PR #626, opened 2023-07-26
Firo clean up and fixes

julian-CStack:


lib/services/coins/firo/firo_wallet.dart
```diff
@@ -4726,7 +4577,13 @@ class FiroWallet extends CoinServiceAPI
...
     final _mnemonic = await mnemonicString;
     final _mnemonicPassphrase = await mnemonicPassphrase;
-    final index = firoGetMintIndex();
+    final lastUsedIndex = await db.isar.lelantusCoins
+        .where()
+        .walletIdEqualTo(walletId)
+        .sortByMintIndexDesc()
+        .mintIndexProperty()
+        .findFirst();
+    final nextFreeMintIndex = (lastUsedIndex ?? 0) + 1;
```
sneurlax, line 4586: this is the only thing that scares me lol

sneurlax: I mean it looks correct, I just worry about lastUsedIndex being unintentionally null, but this worry is based on underdeveloped review--I'm not really sure that lastUsedIndex can be unintentionally null such that we reuse mint index 1

sneurlax (approved):
LGTM

lib/services/coins/firo/firo_wallet.dart
julian-CStack: That index is fetched 3 times. For one of the 3 times it does get double checked against the result of get anonymity set (creating a normal mint). The other 2 places should be doubled checked as well

julian-CStack: I wrapped that specific query in a function so its a) easier to use, and b) mockable https://github.com/cypherstack/stack_wallet/pull/626/commits/6733a367e3461ab40a14ac0a6fb53b22de65701b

What you should do:
Going from the line that contains "sneurlax: I mean" to the last line of the records, reproduce every line as written.

Task answer:
sneurlax: I mean it looks correct, I just worry about lastUsedIndex being unintentionally null, but this worry is based on underdeveloped review--I'm not really sure that lastUsedIndex can be unintentionally null such that we reuse mint index 1

sneurlax (approved):
LGTM

lib/services/coins/firo/firo_wallet.dart
julian-CStack: That index is fetched 3 times. For one of the 3 times it does get double checked against the result of get anonymity set (creating a normal mint). The other 2 places should be doubled checked as well

julian-CStack: I wrapped that specific query in a function so its a) easier to use, and b) mockable https://github.com/cypherstack/stack_wallet/pull/626/commits/6733a367e3461ab40a14ac0a6fb53b22de65701b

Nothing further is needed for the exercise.